后来,梁启超在《三十自述》中,回忆了他第一次会见康有为的情形“其年秋,乃因通甫(即陈千秋)修弟子礼事南海先生。时余以少年科第,且以时流所推重之训诂词章学,颇有所知,辄沾沾自喜。先生乃以大海潮音,作狮子吼。取其所挟持之数百年无用旧学更端驳诘,悉举而推陷廓清之。自辰入见,及戌始退。冷水浇背,当头一棒,一旦尽失其故垒,惘惘然不知所从事。且惊且喜,且怨且艾,且疑且惧。与通甫联床,竟夕不能寐。明日再谒,请为学方针。先生乃教以陆王心学,而并及史学西学之梗概。自是决然舍去旧学,自退出学海堂,而间日请业南海之门,生平知有学自兹始。”
在万木草堂学习期间,他接受了康有为比较系统的改良主义思想的薰陶。今文经学使他获得变革现实的武器,对欧美资本主义的了解使他开阔了眼界。梁启超对康有为的讲学深为佩服,他回想当时的情景“先生为讲中国数千年来学术源流,历史政治沿革得失,取万国以比例推断之。余与诸同学日札记其讲义,一生学问之得力,皆在此年。”
从此以后,梁启超成为康有为最得意的门生和主要助手。帝国主义的侵略和压迫,清政府的腐败和无能,民族的危机,促使梁启超开始关心祖国的前途和民族的命运,这样,梁启超就逐步由一个普通的封建知识分子,转变为一个探索和拯救祖国命运的维新志士。
1895年,丧权辱国的《马关条约》签订的消息传到北京。康有为、梁启超等联合在京会试的举人,上书清政府,要求拒和、迁都、练兵、变法。史称“公车上书”,震动了当时朝野。梁启超这位年轻的维新志士,跟随康有为一起,投入了现实的政治斗争潮流。他四处奔走,八方联络,表现出组织方面的杰出才干。草奏折,写文章,显示了在文字宣传方面的卓越才能。在这场斗争中,他结识了一大批维新志士。这一切,都为他在以后的维新运动中,发挥更大作用创造了条件。
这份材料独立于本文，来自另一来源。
PR #225, opened 2024-06-10
Update ParamsConstraintBuilder hyperparameters

nhuet:
- add a "high" value for each hyperparameter (can still be tuned in a specific study)
- when their are used as subbrick as only class, use subbrick_cls to avoid having a useless subbrick hyperparameter always set to ParamsConstraintBuilder


g-poveda (approved):
Ok

PR #226, opened 2024-06-10
add a step parameter to the class IntegerHyperparameter

ArmandGautier:
add a step parameter to the class IntegerHyperparameter

### DIFF
--- a/discrete_optimization/generic_tools/hyperparameters/hyperparameter.py
+++ b/discrete_optimization/generic_tools/hyperparameters/hyperparameter.py
@@ -101,6 +101,8 @@ class IntegerHyperparameter(Hyperparameter):
     If None, the hyperparameter value has no upper bound.
 
     """
+    step: int = 1
+    """step to discretize."""
 
     default: Optional[int] = None
     """Default value for the hyperparameter.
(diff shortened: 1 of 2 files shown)


discrete_optimization/generic_tools/hyperparameters/hyperparameter.py
```diff
@@ -100,6 +100,12 @@ class IntegerHyperparameter(Hyperparameter):
 
     If None, the hyperparameter value has no upper bound.
 
+    """
+    step: Optional[int] = 1
+    """step to discretize.
+
+    If None, the step will be one.
+
     """
```
nhuet, line 109: Write rather
```
step: int = 1
"""Step to discretize."""
```

This is sufficient to have step default value being 1, and enforce an integer value.
Actually step=None would make trial.suggest_int() fail.

nhuet (changes requested):
A unit test should be using this new parameter. 
For instance, in tests/generic_tools/hyperparameters/test_hyperparameter.py, update the hyperparameter "nb" of "MetaSolverFixedSubsolver" with step=2 and high=2 (so that the number of cases found by BruteForceSampler is still the same)

PR #228, opened 2024-06-10
Replace test for timed pruner with timed optuna callback

nhuet:
Instead of using SA which can sometimes result in no pruning depending on the platform, we use an ad-hoc solver which always returns the same sequence of intermediate values with only the speed varying (via a controlled `sleep` call)

=> with timed pruner, pruning occurs
=> with classic pruner, pruning does not occur

Moreover each test takes only 2 seconds as we choose the speed of the solver.


g-poveda (approved):
thanks way better !

PR #238, opened 2024-06-17
Prepare compatibility with numpy 2.0

nhuet:
cf https://numpy.org/devdocs/numpy_2_0_migration_guide.html

float_ -> float64


g-poveda (approved):
seems fine !

PR #249, opened 2024-07-05
Implement lexicographic optimization

nhuet:
- Add a `LexicoSolver` which makes a given subsolver solve sequentially
  several specified objectives, while adding a constraint at each step
  to avoid worsening results according to previous objectives

- Add a bunch of methods to implement (with partial default
  implementation) so that a solver can be used as a subsolver by
  `LexicoSolver`:
  - `implements_lexico_api()`: returns `True` if the solver is lexico ready
    (ie implement subsequent methods). `LexicoSolver` raise a warning if
    this is not the case
  - `get_model_objectives_available()`: list of labels available
    corresponding to the intern objectives the solver can optimize.
    Defaults to keys of the problem's `ObjectiveRegister` (via new method
    `problem.get_objective_names()`)
  - `set_model_objective()`: update the intern objective the subsolver
    will optimize
  - `get_model_objective_value()`: retrieve the value of the intern
    objective currently optimized
  - `add_model_constraint()`: add a constraint to the intern model
    on the given objective to avoid worsening it.

- Implement them for ortools-csat solvers on knapsack and rcpsp

### DIFF
--- a/discrete_optimization/generic_tools/do_problem.py
+++ b/discrete_optimization/generic_tools/do_problem.py
@@ -213,6 +213,9 @@ class ObjectiveRegister:
         self.objective_handling = objective_handling
         self.dict_objective_to_doc = dict_objective_to_doc
 
+    def get_objective_names(self) -> List[str]:
+        return sorted(self.dict_objective_to_doc)
+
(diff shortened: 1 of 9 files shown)


g-poveda (approved):
lgtm

PR #255, opened 2024-07-11
add general class solvers for QAOA and VQE, can be use for any DO problem with a gurobi model. + quantum solvers for the knapsack problem

ArmandGautier:


g-poveda (approved):
lgtm

PR #260, opened 2024-07-29
Refactor SubBrickHyperparameter

nhuet:
- previous SubBrickHyperparameter is renamed SubBrickClsHyperparameter
- new SubBrickHyperparameter directly suggests class *and* kwargs of a  sub-brick. We cannot suggest the Hypeparametrizable instance as we need kwargs to use it also in init_model() and solve() for instance so we rather suggest a SubBrick instance (new class)
- SubBrick class = wrapper to hold class and kwargs of a   Hyperparametrizable object


g-poveda (approved):
excellent thanks

PR #264, opened 2024-07-30
Add WarmstartMixin for solvers which can start from an initial solution

nhuet:
- Add a mixin class to inheritate from when a warm start is possible for a solver
- Implement set_warm_start for 
    - ortools-cpsat
    - lns
    - gurobi
    - ortools-routing
    - decomposed solvers
    - local search
    - genetic algorithms
 - Add a test for each implementation


g-poveda (approved):
lgtm

PR #267, opened 2024-08-02
Fix bug in cpsat vrp model

g-poveda:
1 constraint was incorrect and was not insuring that when a given vehicle was used it was starting from the starting node.
It had the effect to give produce (sometimes) empty path in the retrieve solution. This should be fixed now.
- better unit test to check if the issue remains.


nhuet (approved):
lgtm.

PR #269, opened 2024-08-09
Implement a sequential metasolver

nhuet:
- Chain several subsolvers
- Next subsolver warm started by the best solution of the previous one
- subsolvers must inherit from `WarmstartMixin`, except for first one
- `**kwargs` needed in all solvers `__init__()` method as we apply
   - `subsolver.__init__(problem=problem, **kwargs)`
   - `subsolver.init_model(**kwargs)`
   - `subsolver.solve(**kwargs)`


g-poveda (approved):
lgtm

PR #272, opened 2024-08-13
List without replacement of categorical or subbrick hyperparameters 

nhuet:
We implement child classes of ListHyperparameter that does not allow
multiple of the same value in the suggested list.

We cannot restrict dynamically the choices of the hyperparameter
because optuna complains if a distribution change.
And the second hyperparameter generated (say hp_1) would have its
distribution modified according to the first one (hp_0).
Ex:  hp_template.choices = A, B, C
     if hp_0's value is  A, then hp_1.choices = B,C
     if                  B,                     A,C

So the solution chosen here is to raise a (custom) TrialDropped exception if the
list suggested is illicit (with duplicates), and to add this type of
exception to `catch` argument of `study.optimize()` to carry on with the study.
This is already done in the studies generated by `generic_optuna_experiment_xxx()`.


g-poveda (approved):
lgtm

PR #278, opened 2024-09-09
Harmonize time_limit/timeout/... arguments

nhuet:
Now we use always the arg `time_limit` instead of other names. We pout it out from `parameters_cp` and `parameters_milp`, so that any solver with a settable time_limit has a solve argument called "time_limit".
`time_limit_iter0` is also out of `parameters_cp` and becomes another arg of `BASE_LNS_CP.solve()`.


g-poveda (approved):
lgtm, warning API breaks on next release :)

PR #280, opened 2024-09-12
Add a tutorial for lexicographic optimization

nhuet:


g-poveda:
Great notebook, maybe we could think of a "multiobjective" logger in the future, because here in the second step of the optim, we don't see the current objective optim being optimized, we just see it via the callback called at the end of the subsolver call. that's a minor comment though

PR #286, opened 2024-09-16
Test on python 3.12

nhuet:
- Enforce cffi>=1.17 (updated for python 3.12, avoid weird errors for dependencies relying on C code)
- Update time limits to avoid errors with ubuntu + python 12: It seems ortools gets slower in its latest release 9.11 on ubuntu...
- Fix LP_MRCPSP_GUROBI for python 3.12: we have a crash when using gurobi.Model.addConstrs with a quicksum on a list rather than on a generator. In other words, we need to get rid of []. See https://support.gurobi.com/hc/en-us/community/posts/28192464443281-model-addConstrs-breaking-sometimes-after-Python-version-change for more details.
- Add a test dedicated to LP_MRCPSP_GUROBI.


g-poveda:
Interesting, in the link you provide they suggest that they no longer advise to use addConstrs, it seems they prefer something more manual it's fine to me, maybe we'll do that in the future

PR #292, opened 2024-09-19
Drop support for python 3.8

nhuet:
Why?
- python 3.8 is entering  end-of-life status (https://devguide.python.org/versions/#status-of-python-versions)
- ortools.mathopt is not supporting python 3.8 (as using new annotations style)

We take the opportunity to use >=3.9 type annotations style (List[] -> list[], ..., use Iterable, Sequence,... from collections.abc).


g-poveda (approved):
lgtm, warning big pr :)

PR #293, opened 2024-09-23
Fix quantum solvers `__init__()` and `init_model()`

nhuet:
They should all accept` **kwargs` and use it properly (`**` missing sometimes).
Generic solve functions (as used in optuna study) will try to pass kwargs to `__init__`, `init_model` and `solve` methods.


g-poveda (approved):
lgtm

PR #294, opened 2024-09-23
CPSat solver for multiskill rcpsp

g-poveda:
First basic native cpsat model for multiskill problem.
- the cpsat model should be quite flexible to different variants of multiskill model :
       - variants with 1 worker per task
       - possibly only 1 skill used per worker for a given task (which is the most used mcpsp in the litterature but not really the one coded so far in do)

### DIFF
--- a/examples/rcpsp_multiskill/mslib/mslib_parse_and_solve.py
+++ b/examples/rcpsp_multiskill/mslib/mslib_parse_and_solve.py
@@ -1,22 +1,28 @@
-#  Copyright (c) 2022 AIRBUS and its affiliates.
+#  Copyright (c) 2024 AIRBUS and its affiliates.
 #  This source code is licensed under the MIT license found in the
 #  LICENSE file in the root directory of this source tree.
 import logging
 import os
 
 from discrete_optimization.generic_rcpsp_tools.ls_solver import LS_RCPSP_Solver
+from discrete_optimization.generic_tools.callbacks.loggers import ObjectiveLogger
+from discrete_optimization.generic_tools.cp_tools import ParametersCP
 from discrete_optimization.rcpsp_multiskill.plots.plot_solution import (
     plot_resource_individual_gantt,
     plt,
 )
+from discrete_optimization.rcpsp_multiskill.rcpsp_multiskill import MS_RCPSPSolution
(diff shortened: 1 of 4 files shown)


examples/rcpsp_multiskill/mslib/mslib_parse_and_solve.py
```diff
@@ -32,5 +38,38 @@ def example_parsing_and_local_search():
...
+    files_dict = get_data_available()
+    file = [f for f in files_dict["MSLIB4"] if "MSLIB_Set4_1003.msrcp" in f][0]
+    model = parse_file_mslib(file, skill_level_version=False)
+    cp_model = CPSatMSRCPSPSolver(
+        problem=model,
+    )
+    cp_model.init_model(
+        one_worker_per_task=False, slack_skill=False, one_skill_per_task=True
+    )
+    cp_model.cp_model.Minimize(cp_model.variables["makespan"])
```
nhuet, line 51: Why this line? This already done in cp_model.init_model() I think ?
And if the goal was to show how to change the objective, why not use rather the higher level api: cp_model.set_model_objective("makespan")?

tests/rcpsp_multiskill/test_mspsp_imopse_cpsat.py
```diff
@@ -0,0 +1,32 @@
...
+def test_imopse_cpsat():
+    file = [f for f in get_data_available() if "100_5_64_9.def" in f][0]
+    model, _ = parse_file(file, max_horizon=1000)
+    cp_model = CPSatMSRCPSPSolver(
+        problem=model,
+    )
+    cp_model.init_model(
+        one_worker_per_task=True,
+    )
+    cp_model.cp_model.Minimize(cp_model.variables["makespan"])
```
nhuet, line 28: Same. Why this line?

nhuet (approved):
Apart from the 2 lines resetting the objective outside init_model(), lgtm.

tests/rcpsp_multiskill/test_mspsp_imopse_cpsat.py
g-poveda: it's not needed anymore but i think i was testing other objectives ^^, will maybe remove

PR #298, opened 2024-09-24
Unify set_warm_start for lp solvers (gurobi and ortools.mathopt)

nhuet:


g-poveda (commented):
I am not sure i totally got the philosophy of this PR, the method set_warm_start is not totally shared by the gurobi and mathopt solver, i need more explanation later.

PR #299, opened 2024-09-24
Bugs in rcpsp multiskill calendars utils and cpsat solver

g-poveda:
- in this PR we insure in a more robust way that the shape of vector we add together are coherent.
- this solved normally the failed actions appearing on PR #296


g-poveda (commented):
the failed action is not related to the fix it seems, and the other seem green so let's go

PR #305, opened 2024-09-30
Unify lp solvers `init_model()` methods 

nhuet:
Share as much as possible init_model() between gurobi and mathopt solvers, by using new methods helping creating model, variables and constraints for each framework.

We also added tests for init_model options that were not tested (like `use_cliques` and `greedy_start`).


g-poveda (approved):
lgtm !

PR #311, opened 2024-10-01
Stop checking minzinc binary at discrete_optimization import

nhuet:
Instead, we raise the same error (with explicit message) only when initializing a minizinc-based solver, thanks to the method `find_right_minizinc_solver_name()` used by each solver.

We transform the relevant test in github workflow accordingly, and update the docs.

We also upgrade the minimal requirement to 2.8.


g-poveda (approved):
Lgtm

PR #315, opened 2024-10-03
Update lexico api

nhuet:
- we want to make it clear that it deals with lexico optimization (e.g. `add_model_constraint` was not very clear)
- we want to avoid confusion with utility methods to be added to share most `init_model()` code for lp or cp solvers (in particular `set_model_objective` and `add_model_constraint`)

- we also replace "intern" by "internal" as a more appropriate english word. This was in particular used in docstring of lexico methods.


g-poveda (approved):
lgtm

PR #320, opened 2024-10-08
Adapt pickup-vrp lp iterative solver with ortools/mathopt

nhuet:
- We put as much code in common as possible
   - between gurobi and mathopt version
   - between normal/lazy/cluster versions
- We catch on the fly solutions as TemporaryResult during solve_one_iteration() thanks to a dedicated callback
- We put much part of solve() for base classes GurobiMilpSolver and OrtoolsMathOptMilpSolver into optimize_model() in order to make a good use of it (in particular callback stuff) in solve_one_iteration()
- We add some methods to base classes GurobiMilpSolver and OrtoolsMathOptMilpSolver:
  - set_random_seed()
  - add_linear_constraint_with_indicator() which mimics gurobipy.Model.addGenConstrIndicator()
- We add access to objective during MathOptCallback (by evaluating registered objective): Be careful, by default we use `as_linear_expression`. One has to override `has_quadratic_objective` to make it use `as_quadratic_expression` instead.
- We remove dead code (if do_order in update_model(), init_warm_start())

### DIFF
--- a/discrete_optimization/generic_tools/lns_mip.py
+++ b/discrete_optimization/generic_tools/lns_mip.py
@@ -37,8 +37,7 @@ class GurobiConstraintHandler(ConstraintHandler):
         previous_constraints: Iterable[Any],
         **kwargs: Any,
     ) -> None:
-        solver.model.remove(list(previous_constraints))
-        solver.model.update()
+        solver.remove_constraints(previous_constraints)
 
 
 class OrtoolsMathOptConstraintHandler(ConstraintHandler):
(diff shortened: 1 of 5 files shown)


g-poveda (commented):
for i in range(self.nb_solutions - 1, -1, -1):
            list_temporary_results.append(self.retrieve_ith_temporaryresult(i=i))
 Line 1458, is this function still existing ?

nhuet:
> for i in range(self.nb_solutions - 1, -1, -1): list_temporary_results.append(self.retrieve_ith_temporaryresult(i=i)) Line 1458, is this function still existing ?

The lazy version of the solver is never tested and this is an issue. I will write a dedicated test and ensure it is working.

g-poveda (approved):
lgtm

PR #328, opened 2024-10-14
Full renaming (package/module/class)

nhuet:
The goal is to have more consistency in names choices across the
library, between and even within problem type.

- We use camel case for classes
- For each problem,
   - the solvers are stored in a subpackage "solvers" (was sometimes "solver"),
     in a module with a short name "{technology}" without adding
     "solver" or the problem name
   - the base solver class is also in solvers, accessible directly via
     `discrete_optimization.{problem}.solvers`,
   - the solvers_map is accessible in `discrete_optimization.{problem}.solvers_map`,
   - the solver class name follow the logic `{Technology}{Problem}Solver`,
   - the problem class name is `{Problem}Problem`,
   - the solution class name is `{Problem}Solution`,
- To be consistent, problem names which are acronym keeps only their
  first letter in uppercase: Rcpsp, Fjsp, Jsp, Gpdp, Vrp, Tsp
- pickup_vrp becomes Gpdp (was already used for problem, solution and
  some solvers)
- all CP (resp. LP) becomes generally Cp (resp. Lp), to avoid confusion
  between (formerly) CPM_RCPSP and CP_MRCPSP.
- MRCPSP -> MultimodeRcpsp
- RCPSP_MS -> MultiskillRcpsp

For instance the cp-sat solver for coloring can be imported via
```
from discrete_optimization.coloring.solvers.cpsat import CpSatColoringSolver
```
and the problem class via
```
from discrete_optimization.coloring.problem import ColoringProblem
```

- tests and examples names are also harmonized (less prefix/suffix)


g-poveda (approved):
thanks for the big work

PR #1185, opened 2024-03-23
Fix cases

vishnukvmd:
## Description
The intent was to lower the case for "Files" and "Each" (that were in caps), since the file was open, also ended up flipping the case for "ente".

## Tests
Have verified the places "files" and "each" were being printed. As for "Ente", the change should not cause any side effects.


mnvr:
We'll need to manually update the translations. I'll do that after merging this.

mnvr (approved):

mnvr:
> We'll need to manually update the translations.

In Crowdin I mean.

vishnukvmd:
I thought if the value corresponding to a key changed, Crowdin would expire the older string? 🤔

mnvr:
> I thought if the value corresponding to a key changed, Crowdin would expire the older string?

You're right. But in these cases the rest of the string remains unchanged, and I can save the translators a bunch of work by updating it manually in these cases.

Issue #1191, opened 2024-03-23
[web/desktop] Some commands may not work in the Windows environment.


LI-NA:
### Description

Hi there.

I'm currently trying to develop and build ente in a Windows environment.

I've been able to successfully build mobile apps without any issues, but on the web or desktop I'm having problems due to the different environments.

First, look at the next config file on the web (`web/packages/next/next.config.base.js`), using the following command to get the git head.

```
git rev-parse --short HEAD 2>/dev/null || true
```

These commands will not work in the Windows environment, so you will need to modify them with the following commands.

```
git rev-parse --short HEAD 2> NUL || cd .
```

I came up with the following code, which I'll turn into a PR if you point me in the right direction.

```
const result = cp
        .execSync(
            "git rev-parse --short HEAD 2> " + (os.platform() === "win32" ? "NUL || cd ." : "/dev/null || true"),
            {
                cwd: __dirname,
                encoding: "utf8",
            },
        )
        .trimEnd();

// or?

try {
    const result = cp
        .execSync("git rev-parse --short HEAD", {
            cwd: __dirname,
            encoding: "utf8",
        })
        .trimEnd();

    return result;
}catch (_error) {
    return undefined;
}
```

-----------

The next problem is in the desktop. In `package.json` there are commands to delete file and create symbolic link.

```
cd ../web && yarn install && yarn build:photos && cd ../desktop && rm -f out && ln -sf ../web/apps/photos/out
```

Similarly, the rm and ln commands do not work on Windows. So I'm trying to use the [shx](https://www.npmjs.com/package/shx) package to support cross-platform like this:

```
cd ../web && yarn install && yarn build:photos && cd ../desktop && shx rm -f out && shx ln -sf ../web/apps/photos/out out
```

Since this is a new package installation, I've raised it as a issue rather than a PR. Please let me know what you think and I'll fix it.

Thanks for checking it out! I'm looking forward to the day when ente can support multiplatform in the development environment :)

### Version

main

### What product are you using?

Ente Photos

### What platform are you using?

Desktop - Windows

mnvr:
Thank you!

For both web/desktop cases, I think the approach you're mentioning is the correct one, and since you've done the hard work figuring this out, it'll be great if you can create a PR for this too.

For the web case, I think the first option is the better one, since with the second option there will be spurious errors printed to the console. However, for readability's sake, I think we should split out the ternary into a separate variable, something like this (maybe you already had this in mind, I understand what you showed were just prototype examples):

[...]

PR #1198, opened 2024-03-25
[web/desktop] Support windows environment on command

LI-NA:
## Description

This is my first time in ente! I modified two commands to allow the build scripts for web and desktop to work in a Windows environment.

- Before running the command to get the git SHA in `next.config.js`, I checked the platform of the current OS and changed it so that we could run a command that would work on Windows.
  - `NUL` is same as `/dev/null` in Windows, and `cd .` is always return nothing with 0 status code.
- Added a new package called [`shx`](https://[github.com/shelljs/shx](https://github.com/shelljs/shx)) to the development dependencies to support `rm` and `ln`, which are commands not supported by Windows when running the Desktop build command.

#1191 

## Tests

I've tested the web build and desktop build in a Windows environment. I don't have a Mac, so I'd love for someone to test it on a Mac and let me know the results.

### DIFF
--- a/desktop/docs/dependencies.md
+++ b/desktop/docs/dependencies.md
@@ -52,3 +52,6 @@ Some extra ones specific to the code here are:
 
 * [concurrently](https://github.com/open-cli-tools/concurrently) for spawning
   parallel tasks when we do `yarn dev`.
+* [shx](https://github.com/shelljs/shx) for providing a portable way to use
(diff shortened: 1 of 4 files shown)


mnvr (approved):
Thank you!

**Tests on macOS**

After doing a `yarn install` (to pick up the new dependency):

- [x] Commit SHA is printed in web version
- [x] Desktop `yarn build-renderer` creates a symlink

这次“公车上书”虽然由于顽固派的阻挠,转送给皇帝光绪,没有结果,但是举人们的上书请愿,在当时的社会毕竟是一件不平凡的举动,它使一潭死水的清朝政局,激起了一阵波浪。
接着,梁启超协助康有为组织“强学会”,创办《中外纪闻》。也由于顽固派的阻挠破坏,两者分别被迫解散和停刊。京师的维新运动转入低潮。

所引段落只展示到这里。